This could be said of many perceived "glamour" industries, but exploring the psychological drivers behind why so many people in these industries get trapped in poor economic situations sheds a light on an irrational decision-making bias that we are all susceptible to.

It exists because of a gap between the self we present to others and the real self we are fearful of others knowing about - I call it the "rock star trap".

rock star trap

Working as a gigging muso in the grunge and electronica movements of the '90s, I?constantly saw a gap between how successful fans, friends and family perceived a local rock star to be and how successful they actually were - financially, that is.

Local rock stars came to identify strongly with their glamour and influence and so would spend in ways that would support the myth of their success.

Interestingly, as their careers started to decline and their earnings dwindled, you would often see them spending more on luxuries to bolster the perception of their success.

The fear was that if people knew the reality of their situation they would lose their social standing and influence.

Being seen to be successful became more important than actually being successful.

There was a perceptual gap between the "self" they were presenting to the world and their real "self".

The bigger the gap, the bigger the fear, the bigger the spending, widening the gap.
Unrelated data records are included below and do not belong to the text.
PR #829, opened 2026-05-07
feat(migration): Run nextcloud connector

doubleface:
Add a dedicated hook to create or reuse Nextcloud accounts and
triggers, launch jobs, and expose progress and result state for the
migration UI.

Run nextcloud connector directly from settings apps with migration progression UI
Did not use cozy-harvest-lib to have a better UX integration with existing migration
screens

[Capture vidéo du 2026-05-04 09-54-23.webm](https://github.com/user-attachments/assets/82b713a3-a86c-4414-a80e-071ec12593fe)


zatteo:
I don't understand this PR. I thought there was no link between the Nextcloud migration process and Nextcloud konnector? I misunderstood?

doubleface:
> I don't understand this PR. I thought there was no link between the Nextcloud migration process and Nextcloud konnector? I misunderstood?

@zatteo There are actually 2 path of "migration" :
- the "transfer" which is what you have eared of, which is done by a specific migration server and does not use the existing nextcloud connector
- the "connection", which uses the nextcloud connector to create an external drive

And to have a better UX, we have intergrated the launch of the connector directly from the settings application (with progress animation and all) without redirecting to home application

doubleface:
Finally, we won't need this feature

PR #831, opened 2026-05-11
feat: Optimize eslint execution time with cache and concurrency

doubleface:
See https://github.com/linagora/twake-drive/pull/3838 for details

## Summary by CodeRabbit

* **Chores**
  * Updated linting script configuration to run with concurrent processing and content-based caching.
  * Refined repository ignore rules to exclude additional editor and build-related files.

[Review Change Stack](https://app.coderabbit.ai/change-stack/linagora/cozy-settings/pull/831)

### DIFF
--- a/.gitignore
+++ b/.gitignore
@@ -20,10 +20,13 @@ desktop.ini
 .floo
 .flooignore
 .vscode
+.opencode
 
 # Default
 !.gitkeep
 
 # SWC
 .swc
-.opencode
+
+# eslint cache
+.eslintcache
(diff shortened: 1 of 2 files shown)


rezk2ll (approved):

JF-Cozy:
@doubleface why did we need to do that? What's the issue we solved here? Is it worth to use it globally?

doubleface:
> @doubleface why did we need to do that? What's the issue we solved here? Is it worth to use it globally?

There are more justifications on the linked https://github.com/linagora/twake-drive/pull/3838 PR:

- with cache, the lint is a lot faster: something like from 20s to 3s on drive and if agents use yarn lint it makes them a lot faster
- with concurrency, first run is a little bit faster (something from 20s to 15s), which is objectively better. It also makes ci a little bit faster.
- maybe there is a better way to share it amongst project but I did not find it yet.

PR #841, opened 2026-06-04
fix(settings): mark password as managed by an external provider

rezk2ll:
## Problem

- On instances that delegate credentials to an external identity provider, the password section had no good state: with a local password it offered the inline Cozy form (which cannot change anything there), and with no change URL it fell through to nothing useful.
- The distinguishing condition cannot be read from `hasPassword` or `settings.password.readonly`: the cloudery provisions a default password (so one always exists) and `readonly` is typically not set for these instances.

## Solution

- Add a `settings.password.external` flag meaning the password is managed by an external identity provider.
- When set, the section shows explanatory text and no button, independent of `hasPassword` and `readonly`.
- The existing paths are untouched: `settings.password.url` still renders the external link button, and the native inline form (with its `readonly` handling) is unchanged.
- Adds the `ProfileView.password.external_label` string in English, French, Russian and Vietnamese.

| Outcome | Condition |
| --- | --- |
| External link button | `settings.password.url` is set |
| "Managed by your identity provider" text, no button | `settings.password.external` is set |
| Inline Cozy form (disabled when read-only) | neither set, user has a password |
| Nothing | neither set, no password |


zatteo (approved):
Make sense

rezk2ll:
i will hold off on this PR until i have the proper wording etc from the PO

Crash--:
@rezk2ll please find a way to merge & deploy this :)

rezk2ll:
> @rezk2ll please find a way to merge & deploy this :)

i got confirmation from the PO now

PR #843, opened 2026-06-10
feat: Migrate to Yarn 4.16

zatteo:
.yarnrc.yml has been automatically generated to be non breaking

## Chores

* Updated package manager settings to enforce Yarn 4.16.0 across the project.
* Adjusted the build workflow to enable Corepack and switched dependency installation to use immutable lockfile validation.
* Updated Yarn configuration to use the `node-modules` linker for installed dependencies.
* Expanded `.gitignore` to better cover Yarn Plug’n’Play artifacts, caches, and related directories.


.yarnrc.yml
```diff
@@ -1,8 +1 @@
-approvedGitRepositories:
-  - "**"
-
-enableScripts: true
-
 nodeLinker: node-modules
-
-npmMinimalAgeGate: 0
```
zatteo: Some thought about this? Should I be explicit and set the same values (maybe the same as default but at least to be explicit) ?

rezk2ll:
@zatteo can this be merged / closed?

.yarnrc.yml
zatteo: Going with implicit here.

PR #5339, opened 2021-03-07
config.xsd: fix default errorLevel

gharlan:
Default errorLevel seems to be `2` instead of `1`: https://github.com/vimeo/psalm/blob/c05a3ea0739c11770eecec1c8cd8126ca9e3ec7c/src/Psalm/Config.php#L848


gharlan:
Otherwise in phpstorm `errorLevel="1"` is greyed out:

Bildschirmfoto 2021-03-07 um 10 55 55

muglug:
Thanks!

PR #5340, opened 2021-03-07
docs: mention default level

staabm:
As the source indicates at

https://github.com/vimeo/psalm/blob/c05a3ea0739c11770eecec1c8cd8126ca9e3ec7c/src/Psalm/Config.php#L848

### DIFF
--- a/docs/running_psalm/error_levels.md
+++ b/docs/running_psalm/error_levels.md
@@ -4,6 +4,8 @@ You can run Psalm in at different levels of strictness from 1 to 8.
 
 Level 1 is the most strict, level 8 is the most lenient.
 
+When no level is explicitly defined, psalm defaults to level 2.
+
 Some issues are [always treated as errors](#always-treated-as-errors). These are issues with a very low probability of false-positives.
 
 At [level 1](#errors-that-only-appear-at-level-1) all issues (except those emitted for opt-in features) that Psalm can find are treated as errors. Those issues include any situation where Psalm cannot infer the type of a given expression.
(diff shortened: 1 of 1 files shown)


docs/running_psalm/error_levels.md
```diff
@@ -4,6 +4,9 @@ You can run Psalm in at different levels of strictness from 1 to 8.
 
 Level 1 is the most strict, level 8 is the most lenient.
 
+When no level is explicitly defined, psalm defaults to level 2.
+In case `totallyTyped` is enabled, psalm defaults to level 1.
```
staabm, line 8: Since totallyTyped is deprecated we might just drop this line for simplicity sake

docs/running_psalm/error_levels.md
```diff
@@ -4,6 +4,9 @@ You can run Psalm in at different levels of strictness from 1 to 8.
 
 Level 1 is the most strict, level 8 is the most lenient.
 
+When no level is explicitly defined, psalm defaults to level 2.
```
dbrekelmans, line 7: Are you sure about this? I thought psalm scans the codebase and determines a appropriate level.

staabm: I guess its correct, see the cited code in the PR description.

staabm: > Are you sure about this? I thought psalm scans the codebase and determines the appropriate level from that.

I guess there is some kind of `init` command which guesses a proper default level when you use it.
I am talking about what psalm does when no level is defined in the config file at all.

muglug:
Thanks!

Issue #5331, opened 2021-03-05
Undefined variables in string interpolation are not being caught


Ocramius:
Taken from the convo @ https://twitter.com/mattbrowndev/status/1367965245084491783 (sorry, I just happen to review too much code :| )

```
<?php

(function () : void {
    echo (fn(string $b) => "$b - $undefined")("hello");
})();
```

https://psalm.dev/r/d5662fa596

It should report `$undefined` as undefined, but it doesn't.

See https://3v4l.org/D8tJR for runtime verification.

weirdan:
Simplified and added one more variation: https://psalm.dev/r/9520a78b52

Ocramius:
Thanks, @muglug!

orklah:
And thanks @weirdan for the PR! :)

PR #5343, opened 2021-03-08
Allow undefined variable detection in arrow functions

weirdan:
Previously Psalm would assume that any variable it sees in the arrow function body is defined (and mixed, if it's not available in the outer scope). This prevented undefined variable detection. Dropping that assumption allows it to work.

Fixes vimeo/psalm#5331


muglug:
Thanks!

Issue #5320, opened 2021-03-04
ImplicitToStringCast not emitted for arrays


weph:
Given this code:

```php
/**
 * @psalm-param array<array-key, string> $bars
 */
function foo(array $bars): void
{
}

class Bar {
    public function __toString()
    {
        return 'bar';
    }
}

foo([new Bar()]);
```

I'd expect an ImplicitToStringCast error to be emitted. But it doesn't.
After changing the array to a list, however, the error will be emitted

```php
/**
 * @psalm-param list<string> $bars
 */
function foo(array $bars): void
{
}

class Bar {
    public function __toString()
    {
        return 'bar';
    }
}

foo([new Bar()]);
```

https://psalm.dev/r/ee207d52b3

PR #5344, opened 2021-03-08
Emit ImplicitToStringCast in more places

weirdan:
Fixes vimeo/psalm#5320

`to_string_cast` is set on successful comparison, thus it needs to always bubble up (it will be ignored in UnionTypeComparator if some part does not match).


orklah:
Nice!

Does that solve https://github.com/vimeo/psalm/issues/4235#issuecomment-696862910 too?

weirdan:
It does, and I fixed property assignments in Psalm codebase, including the one you pointed out.

orklah:
Great! Thanks! You're on fire today :D

muglug:
Thanks!

Issue #5347, opened 2021-03-08
Psalm thinks explode() can return false


simPod:
I have enabled `ignoreInternalFunctionFalseReturn="false"`

(I cannot do it in playground) https://psalm.dev/r/96ef362b30

`explode()` returns false when value is empty string.

I asserted the value is not empty string but psalm still reports it can return false

> Cannot iterate over falsable var false|non-empty-list<string>

weirdan:
> `explode()` returns false when value is empty string.

Actually it returns false when *separator* is empty.
Reproduced in https://psalm.dev/r/6b3a3e88a6

simPod:
Ah, u're right. I had delimiter in constant as `const D = ',';`. My brain somehow ruled it out and rather focused on exploded value.

PR #5350, opened 2021-03-08
Provide more specific explode() return type

weirdan:
Fixes vimeo/psalm#5347

`explode()` now omits `false` from the return type when separator is a definitely non-empty string.


muglug:
Thanks!

Issue #5342, opened 2021-03-07
False-positive RedundantConditionGivenDocblockType


gharlan:
https://psalm.dev/r/47d24a5e84

After the `is_string` condition, `array` is missing from type for `$param`.

PR #5351, opened 2021-03-08
Added test to keep Union commutative

weirdan:
Union should be a commutative operation, such that `A|B = B|A`. This seems to be the case with types parsed from strings, but not for unions created directly in the code.

E.g.
```php
new Union([Atomic::create('int'), Atomic::create('positive-int')])
```
currently results in `positive-int`, even though `int` should subsume it.

Refs vimeo/psalm#5342

This PR just provides a failing test, as I'm not sure how best to address the issue.

### DIFF
--- a/tests/UnionTest.php
+++ b/tests/UnionTest.php
@@ -2,6 +2,7 @@
 
 namespace Psalm\Tests;
 
+use Psalm\Internal\Type\TypeCombiner;
 use Psalm\Type\Atomic;
 use Psalm\Type\Union;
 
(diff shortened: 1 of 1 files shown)


weirdan:
Cases highlighted by `TypeCombiner` directly affect users, as the resulting type depends on the order in which types are specified in docblocks: https://psalm.dev/r/ed874649d5

muglug:
I'm not sure I really see this as an issue. When union types are constructed manually their constituent types should be exclusive of one another.

weirdan:
By 'manually' you mean in Psalm's code? Or docblocks?

Either way I'm not sure requiring constituents to be exclusive is practical. I've seen types such as `S of object | Envelope<S of object>` used, where obviously Envelope is an object.

klimick:
Assertions in `foo` and `bar` are not equivalent because union is not truly commutative?
https://psalm.dev/r/24a5cc3d98

orklah:
@weirdan could you rebase? I'm curious to see what was the result of the test

weirdan:
@orklah done

tests/UnionTest.php
```diff
@@ -0,0 +1,86 @@
...
+
+namespace Psalm\Tests;
+
+use Psalm\Internal\Type\TypeCombiner;
+use Psalm\Type\Atomic;
+use Psalm\Type\Union;
+
+class UnionTest extends TestCase
+{
+    private const KNOWN_ATOMICS = [
```
orklah, line 11: never-return => never
positive-int => `int<1, max>`
html-escaped-string => delete
false-y => delete
empty => delete

I think it should be better after that

Issue #3909, opened 2020-07-30
amphp/amp is required both in require and require-dev


fox91:
Using `composer validate` command gives a warning:
```
amphp/amp is required both in require and require-dev, this can lead to unexpected behavior
```
This leads to validation problems in any project that is using `psalm` and uses this command: `composer validate --with-dependencies`.

Which of the two versions is needed? The one under `require` or the one under `require-dev`?
Is it possible to remove the superfluous one?

fox91:
> Hey @fox91, can you reproduce the issue on https://psalm.dev ?

No, I can't as the problem is in the `composer.json` file.

muglug:
From memory the higher version is used to verify some Psalm-specific amphp behaviour, but Psalm can happily run on amphp 2.1

fox91:
> From memory the higher version is used to verify some Psalm-specific amphp behaviour, but Psalm can happily run on amphp 2.1

But in `require` or in `require-dev`?

remorhaz:
That may be okay to `require` _and_ `require-dev` the same package, if dev environment requires higher version.

fox91:
It may be correct, but `can lead to unexpected behavior` (cit).
As a developer of this package I could use only the most recent version (`require-dev`) and validate against it but a user can install it using an older version (`require`) that could not be compatible...

orklah:
This was fixes

PR #5352, opened 2021-03-08
Remove duplicate entry for 'amphp/amp' from composer.json file

junaidbinfarooq:
Removes the duplicate entry for 'amphp/amp'  from the require-dev section of _composer.json_ file.
Updates the entry in the require section to the latest version used earlier.


weirdan:
Related discussion: #3909

muglug:
Thanks!

Issue #3546, opened 2020-06-08
Possible improvement to min/max return type inference


jaikdean:
This case throws up a false-positive mixed argument info notice. It might be impractical to resolve, but would be useful if it could be.

https://psalm.dev/r/58124719cd

PR #5353, opened 2021-03-08
add return provider for min/max

orklah:
This should fix https://github.com/vimeo/psalm/issues/3546


orklah:
Note: at first I tried to add a stub but I struggled to match these 3 criterias:
- forbidding only one parameter (which is not an array) there is a test for that
- When more than one parameter is given, we must return an union of every type in parameters
- When one array is given as parameters, we must return an union of the types in the array

So I created a ReturnTypeProvider for that

muglug:
Thanks!

PR #5355, opened 2021-03-09
Mark ceil() return type as float

### LINKED ISSUE #5354: ceil() returns float, not int
https://psalm.dev/r/5bc7fb82f2

Having set `strictBinaryOperands="true"` psalm says `Cannot add ints to floats`. `ceil()` returns integerish float value

simPod:
https://www.php.net/manual/en/function.ceil.php

The return value of ceil() is still of type float as the value range of float is usually bigger than that of int.

Resolves #5354


muglug:
Thanks!

Issue #5359, opened 2021-03-09
Uncaught RuntimeException after changing the $config global in an autoloader


mauriciofauth:
When registering a custom autoloader with the following code, Psalm will crash due to an uncaught `RuntimeException` when writing error baseline to file.
 
```php
<?php
$GLOBALS['config'] = null;
```

```
vendor/bin/psalm --set-baseline=baseline.xml
```

```
Uncaught RuntimeException: PHP Error: Trying to get property 'include_php_versions_in_error_baseline' of non-object in vendor/vimeo/psalm/src/psalm.php:711 in vendor/vimeo/psalm/src/Psalm/Internal/ErrorHandler.php:66
Stack trace:
#0 vendor/vimeo/psalm/src/psalm.php(711): Psalm\Internal\ErrorHandler::Psalm\Internal\{closure}()
#1 vendor/vimeo/psalm/psalm(2): require_once('/home/...')
#2 {main}
(Psalm dev-master@3c66b755e2468b0976979768972d298f4ba25651 crashed due to an uncaught Throwable)
```

PHP 7.4.15.

weirdan:
There are more variables Psalm uses that can be destroyed this way. We should avoid using global scope as much as possible.

PR #5366, opened 2021-03-10
Wrap entrypoints into IIFE to protect their variables

weirdan:
Fixes vimeo/psalm#5359

### DIFF
--- a/src/Psalm/IssueBuffer.php
+++ b/src/Psalm/IssueBuffer.php
@@ -23,6 +23,7 @@ use function ob_start;
 use function sprintf;
 use Psalm\Internal\Analyzer\IssueData;
 use Psalm\Internal\Analyzer\ProjectAnalyzer;
+use Psalm\Internal\ExecutionEnvironment\BuildInfoCollector;
 use Psalm\Issue\CodeIssue;
 use Psalm\Issue\UnusedPsalmSuppress;
 use Psalm\Report\CheckstyleReport;
@@ -440,6 +441,7 @@ class IssueBuffer
      */
     public static function finish(
         ProjectAnalyzer $project_analyzer,
+        BuildInfoCollector $build_info_collector,
         bool $is_full,
         float $start_time,
         bool $add_stats = false,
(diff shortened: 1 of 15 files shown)


src/Psalm/IssueBuffer.php
```diff
@@ -542,7 +544,7 @@ function (IssueData $d1, IssueData $d2) : int {
         }
 
         $source_control_info = null;
-        $build_info = (new \Psalm\Internal\ExecutionEnvironment\BuildInfoCollector($_SERVER))->collect();
```
weirdan, line 545: This caused issues when `$_SERVER` was destroyed by autoloader

tests/EndToEnd/PsalmRunnerTrait.php
```diff
@@ -42,7 +42,7 @@ private function runPsalm(
             $process->mustRun();
         } else {
             $process->run();
-            $this->assertGreaterThan(0, $process->getExitCode());
+            $this->assertEquals(2, $process->getExitCode());
```
weirdan, line 45: As Psalm now always return exit code 2 when it detects issues, we expect that when `$shouldFail === true`, and let unexpected exceptions be reported as test failures.

src/psalm.php
```diff
@@ -56,810 +57,830 @@
...
     /**
-     * @param string $arg
+     * @param array<int,string> $argv
+     *
+     * Note: the $argv parameter should not be renamed as it's used in the files this function includes via require_once
      */
-    function ($arg) use ($valid_long_options, $valid_short_options): void {
-        if (substr($arg, 0, 2) === '--' && $arg !== '--') {
-            $arg_name = preg_replace('/=.*$/', '', substr($arg, 2));
+    function (array $argv): void {
```
weirdan, line 72: We should probably move those closures into methods proper, e.g. `Psalm\Internal\Cli\Psalter::run()`

muglug:
Thanks, this never occurred to me as a potential problem, stupidly

PR #5373, opened 2021-03-11
fix usage of callable with array_map

### LINKED ISSUE #5314: array_map Ignores callable return type
### Problem
Psalm usually understands how `array_map` works but we've found a case where it doesn't and it's pretty weird.
Psalm understands the closure returns a `stdClass` (as seen in the trace) but array mapping over that closure results in `array<mixed>`.

https://psalm.dev/r/4c414bde70

It's particularly weird that if I include a `@var` annotation of exactly what the trace is telling me, psalm both tells me the annotation is redundant AND that the array map now returns the expected `array<stdClass>`.

orklah:
This should fix #5314 
Only closures were used to infer return type. I added callables.


muglug:
Thanks!

Issue #5371, opened 2021-03-11
False positive NonInvariantDocblockPropertyType with template.


AndrolGenhald:
I have an abstract `ItemCollection` that can hold abstract `Item`s, and a concrete `FooCollection` that holds concrete `Foo` items. When I redeclare the `$items` property in `FooCollection` it gives a `NonInvariantDocblockPropertyType` false positive even though it's using `Foo` for the template.

https://psalm.dev/r/d84346cfe5

AndrolGenhald:
Fixed a template syntax error, issue persists. https://psalm.dev/r/5063097d3b

weirdan:
Why would you need to redefine property at all? Psalm knows it's a `list<Foo>` already: https://psalm.dev/r/c13bb4fa11

AndrolGenhald:
Well I suppose that's fine. I had it for consistency with the rest of the class's properties having `@var` annotations, but if that's the official solution, is there or should there be something like `@psalm-var-inferred` to tell psalm to infer the type while leaving the `@var` annotation for non-psalm users? I haven't found the time to dig into psalm's code yet, so I don't know the complexity of fixing it, but as a user it seems like it'd be preferable for it to "just work".

weirdan:
From Psalm's type system perspective supporting this would actually be sound, and it already seems to be supported for other types: https://psalm.dev/r/8fa0853348. PHP does not allow it for native types (e.g. https://3v4l.org/9cWYX), but PHP doesn't have generics yet. This is similar to what we had before PHP supported covariant returns - people would put parent return type as native return type and specify descendant type via `@return` doblock tag.

AndrolGenhald:
Should probably also fix this false negative with templates: https://psalm.dev/r/40bd875b72

Issue #3407, opened 2020-05-19
Incorrect types when using Amp\Promise\all()


enumag:
It's very nice that Psalm has support for Amphp. However I found out that whenever I use `[$x, $y] = yield \Amp\Promise\all([ $promiseForX, $promiseForY ])` then the `$x` variable has incorrect type detected, causing various false-positives further in the code.

muglug:
Would you mind reproducing?

enumag:
psalm.dev doesn't work with libraries so I can only provide the code here...:

```
use Amp\Promise;
use function Amp\call;
use function Amp\Promise\all;

abstract class Z
{
	public function test(): Promise
	{
		return call(
			function () {
				[$x, $y] = yield all([$this->promiseX(), $this->promiseY()]);
				assert(is_int($x));
				assert(is_string($y));
			}
		);
	}

	/**
	 * @return Promise<int>
	 */
	abstract protected function promiseX(): Promise;

	/**
	 * @return Promise<string>
	 */
	abstract protected function promiseY(): Promise;
}
```

Psalm incorrectly thinks that `$x` is a `string` and reports this:

```
ERROR: DocblockTypeContradiction - src/Z.php:16:12 - Found a contradiction with a docblock-defined type when evaluating $x and trying to reconcile type 'string' to int (see https://psalm.dev/155)
                                assert(is_int($x));
```

enumag:
Thanks @muglug!

muglug:
Addendum: the templating for `Amp\Promise\all` converts an array shape into a regular array (losing offset information). I don't think there's a good way to template this (so your `assert`  calls are still necessary).

PR #5380, opened 2021-03-13
Disable property invariance checks for properties with templates

AndrolGenhald:
Very much a work in progress, comments welcome.
Fix for #5371

I would like to have property invariance checks work correctly, but for now I'll at least settle for disabling them for properties containing a template.

So far I've changed `Union::hasTemplate` to check for arrays, lists, class-string-maps, and iterables containing templates, and the tests all pass. If this is the desired behavior of `hasTemplate` there's also `TGenericObject`, and possibly `TCallable` and others I haven't considered yet.

Any advice is much appreciated. I'm also trying to figure out how to update ClassAnalyzer.php:708 to check if `$guide_property_storage` has a template that's used by `$property_storage`, and then maybe clone `$guide_property_storage` and set the template to what `$property_storage` has before doing the `->equals` check, but I bet there's a better way to do that, cloning doesn't sound great for performance.

### DIFF
--- a/src/Psalm/Type/Atomic.php
+++ b/src/Psalm/Type/Atomic.php
@@ -597,6 +597,21 @@ abstract class Atomic implements TypeNode
         // do nothing
     }
 
+    public function hasTemplate(): bool
+    {
+        if ($this instanceof TTemplateParam) {
+            return true;
+        }
+        
+        foreach ($this->getChildNodes() as $childType) {
+            if ($childType->hasTemplate()) {
+                return true;
+            }
+        }
+
+        return false;
+    }
+
     public function equals(Atomic $other_type): bool
     {
         return get_class($other_type) === get_class($this);
--- a/src/Psalm/Type/Atomic.php
+++ b/src/Psalm/Type/Atomic.php
@@ -597,21 +597,6 @@ abstract class Atomic implements TypeNode
         // do nothing
     }
 
-    public function hasTemplate(): bool
-    {
-        if ($this instanceof TTemplateParam) {
-            return true;
-        }
-        
-        foreach ($this->getChildNodes() as $childType) {
-            if ($childType->hasTemplate()) {
-                return true;
-            }
-        }
-
-        return false;
-    }
-
     public function equals(Atomic $other_type): bool
     {
         return get_class($other_type) === get_class($this);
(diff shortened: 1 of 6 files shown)


AndrolGenhald:
Simplified now with `getChildNodes()` which I'd overlooked before, but it breaks a test for #3407. I think some checks are disabled for types with templates and now it's skipping checks that used to work properly?

src/Psalm/Type/Atomic.php
```diff
@@ -597,6 +597,21 @@ public function replaceTemplateTypesWithArgTypes(
...
     }
 
+    public function hasTemplate(): bool
+    {
+        if ($this instanceof TTemplateParam) {
+            return true;
+        }
+        
+        foreach ($this->getChildNodes() as $childType) {
+            if ($childType->hasTemplate()) {
```
muglug, line 607: This subtly changes the nature of this call, and probably breaks some existing assumptions.

I think it would be better to either have a function `hasNestedTemplateParam` for this specific check, or use an instance of `TemplateTypeCollector` which does basically the same thing.

AndrolGenhald: Yeah, I was thinking earlier that this is confusing since it makes `hasTemplate` work differently from `hasArray`, `hasObject`, etc. And then I noticed NodeVisitor and wondered if that wasn't the way to go. Of course what I'd _really_ like is to figure out how to support it properly, but I'm still working my way through understanding everything.

Side note, I noticed `Union::$types` uses `'array'` for both `TArray` and `TList`, which makes [this](https://psalm.dev/r/48b13f8b7e) a bit screwy. I was just thinking about separating them but that's no good because you'd still have [this issue](https://psalm.dev/r/c23d141cfa). Is it worth opening an issue or is that something that's not worth trying to support?

muglug: That's by design – `list` is a subtype of `array`, so `array<int, int>|list<string>` is always simplified to `array<int, int|string>`

AndrolGenhald:
I think this is working properly now to disable property invariance checks for templates, I'll open a new pull request if I manage to get the checks to work correctly with templates.

muglug:
Thanks!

It's is a destructive loop that can dramatically impact our financial and mental health.

This behaviour is not only found in areas of enterprise (particularly in the start-up and finance industries); we also see this in our everyday social lives.

We can find ourselves spending more on cars, housing, wine, events and clothes so that we can look good to our peers or people we aspire to be our peers.

Now, there is nothing wrong with buying nice things and or with being aspirational - the problem comes when we spend to hide our financial reality or to feed our sense of self-worth.

The reason we behave like this stems from two deeply rooted psychological drivers related to our survival instinct: a strong desire to win and a deep fear of being ostracised.

When we are winning we feel strong and more likely to survive than others who are weak.

But how do we know we are winning? We compare ourselves with others, of course, and if others on the surface seem to be doing better than us then we feel as if we are losing.

That is why people spend more on a small house in a reputationally affluent suburb rather than a more beautiful, practical or larger house in a suburb with a lesser reputation.

We like to think of ourselves as above average - winning when compared with others.

Of course, simply living in Western society puts us well above average on a global scale, but we don't see that every day, so we discount that from our mental equation.

The challenge is to compare yourself today with who you were yesterday - if you are better today than you were yesterday then you are winning. Case closed.

Don't fall prey to the rock star trap. Don't be fearful of your current reality; embrace it and you will find it's the best foundation to grow a strong and prosperous future.

What you can do to avoid being caught

Talk openly and honestly about your finances to your partner or a trusted mentor. Being secretive of financial realities you're ashamed of never leads to positive outcomes. You don't need to broadcast it to the world but being financially transparent with someone you love and respect breaks a host of psychological traps. Don't tie your self-worth to your financial worth.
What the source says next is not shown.